WHAT TO PRODUCE
Copy out the data below. Keep every word as it is.
DATA SECTION: Begin
PR #326, opened 2025-01-29
Sof 2391/able to add modified behaviour to action

LindvedKrvang:
It is now possible to configure a ButtonInput, ButtonWithDisplayInput and DisplayButton with modified behaviour.
Clicking the newly added button "Add modifier" will reveal appropiate inputs that can be used to configure modified behaviour for the selected PanelInput.
image

It's possible to add as many modified behaviours as one see fits.
Clearing the input configuration will also clear all modified behaviours.
If a modified behaviour has been added, but not configured correctly, then it is not possible to save the PanelLayoutConfiguration.


src/app/settings/panel-settings/services/panel-form.service.ts
```diff
@@ -187,13 +198,84 @@ export class PanelFormService {
...
+        type: PanelCommandType.DISPLAY,
+      },
+      text: '',
+    }
+  }
+
+  public updateModifierFormIdForInputConfiguration(modifierForm: FormGroup, selectedModifierIds: string[], inputConfigurationForm: FormGroup): void {
+    const id: string | undefined = inputConfigurationForm.get(ID_CONTROL_NAME)?.value
+    if (!id) {
+      this.logger.data(inputConfigurationForm).warn("Can't update modifier id. No id found on panelInputConfigurationForm")
```
RasmusAlbrektsen, line 247: I hear faint whispering in the distance, i think it's Anders. He's asking us to put `.` after our log statements.

src/app/settings/panel-settings/services/panel-form.service.ts
```diff
@@ -53,8 +63,9 @@ export class PanelFormService {
   }
 
   private buildInputConfigurationFormGroup(id: string, inputConfiguration: Omit<PanelInputConfiguration, 'id'>): FormGroup {
+    const beginningDigitRegex: RegExp = /^\d+/
```
RasmusAlbrektsen: Not significant, but it just sounds weird to me for some reason, how about `initialDigitRegex` or `startingDigitRegex`.

src/locale/messages.da.xlf
```diff
@@ -826,6 +826,26 @@
...
+        <source>panel-input-configuration-section.select-modifier.placeholder</source>
+        <target state="new">Vælg modifikatorer</target>
+      </trans-unit>
+      <trans-unit id="4085714197007370764" datatype="html">
+        <source><x id="PH" equiv-text="inputConfigurationName"/>panel-input-configuration.invalid.modifier-id</source>
+        <target state="new"><x id="PH" equiv-text="inputConfigurationName"/>: Mangler modifikatorer</target>
+      </trans-unit>
+      <trans-unit id="5915583677884164476" datatype="html">
+        <source>panel-input-configuration.modifier-prefix<x id="PH" equiv-text="type"/> <x id="PH_1" equiv-text="id.split(MODIFIER_ID_DELIMITER)[1]"/></source>
+        <target state="new">Modifikatorer: <x id="PH" equiv-text="type"/> <x id="PH_1" equiv-text="id.split(MODIFIER_ID_DELIMITER)[1]"/></target>
```
RasmusAlbrektsen: This one has `:` after it, but the english version doesn't. Which is the correct version?

RasmusAlbrektsen (approved):
Very good sir!

vushu (approved):

src/app/settings/panel-settings/services/panel-form.service.ts
LindvedKrvang: You shouldn't be listening to whispers from the dark side ;)

src/app/settings/panel-settings/services/panel-form.service.ts
LindvedKrvang: I have renamed it to `firstCharIsDigitRegex`.
I would like it to emphasize that it is checking whether the first character is a digit.

src/locale/messages.da.xlf
LindvedKrvang: I think it is the one without the `:`. 
It's been updated

RasmusAlbrektsen (approved):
DATA SECTION: End
RESULT OF THE TASK
PR #326, opened 2025-01-29
Sof 2391/able to add modified behaviour to action

LindvedKrvang:
It is now possible to configure a ButtonInput, ButtonWithDisplayInput and DisplayButton with modified behaviour.
Clicking the newly added button "Add modifier" will reveal appropiate inputs that can be used to configure modified behaviour for the selected PanelInput.
image

It's possible to add as many modified behaviours as one see fits.
Clearing the input configuration will also clear all modified behaviours.
If a modified behaviour has been added, but not configured correctly, then it is not possible to save the PanelLayoutConfiguration.


src/app/settings/panel-settings/services/panel-form.service.ts
```diff
@@ -187,13 +198,84 @@ export class PanelFormService {
...
+        type: PanelCommandType.DISPLAY,
+      },
+      text: '',
+    }
+  }
+
+  public updateModifierFormIdForInputConfiguration(modifierForm: FormGroup, selectedModifierIds: string[], inputConfigurationForm: FormGroup): void {
+    const id: string | undefined = inputConfigurationForm.get(ID_CONTROL_NAME)?.value
+    if (!id) {
+      this.logger.data(inputConfigurationForm).warn("Can't update modifier id. No id found on panelInputConfigurationForm")
```
RasmusAlbrektsen, line 247: I hear faint whispering in the distance, i think it's Anders. He's asking us to put `.` after our log statements.

src/app/settings/panel-settings/services/panel-form.service.ts
```diff
@@ -53,8 +63,9 @@ export class PanelFormService {
   }
 
   private buildInputConfigurationFormGroup(id: string, inputConfiguration: Omit<PanelInputConfiguration, 'id'>): FormGroup {
+    const beginningDigitRegex: RegExp = /^\d+/
```
RasmusAlbrektsen: Not significant, but it just sounds weird to me for some reason, how about `initialDigitRegex` or `startingDigitRegex`.

src/locale/messages.da.xlf
```diff
@@ -826,6 +826,26 @@
...
+        <source>panel-input-configuration-section.select-modifier.placeholder</source>
+        <target state="new">Vælg modifikatorer</target>
+      </trans-unit>
+      <trans-unit id="4085714197007370764" datatype="html">
+        <source><x id="PH" equiv-text="inputConfigurationName"/>panel-input-configuration.invalid.modifier-id</source>
+        <target state="new"><x id="PH" equiv-text="inputConfigurationName"/>: Mangler modifikatorer</target>
+      </trans-unit>
+      <trans-unit id="5915583677884164476" datatype="html">
+        <source>panel-input-configuration.modifier-prefix<x id="PH" equiv-text="type"/> <x id="PH_1" equiv-text="id.split(MODIFIER_ID_DELIMITER)[1]"/></source>
+        <target state="new">Modifikatorer: <x id="PH" equiv-text="type"/> <x id="PH_1" equiv-text="id.split(MODIFIER_ID_DELIMITER)[1]"/></target>
```
RasmusAlbrektsen: This one has `:` after it, but the english version doesn't. Which is the correct version?

RasmusAlbrektsen (approved):
Very good sir!

vushu (approved):

src/app/settings/panel-settings/services/panel-form.service.ts
LindvedKrvang: You shouldn't be listening to whispers from the dark side ;)

src/app/settings/panel-settings/services/panel-form.service.ts
LindvedKrvang: I have renamed it to `firstCharIsDigitRegex`.
I would like it to emphasize that it is checking whether the first character is a digit.

src/locale/messages.da.xlf
LindvedKrvang: I think it is the one without the `:`. 
It's been updated

RasmusAlbrektsen (approved):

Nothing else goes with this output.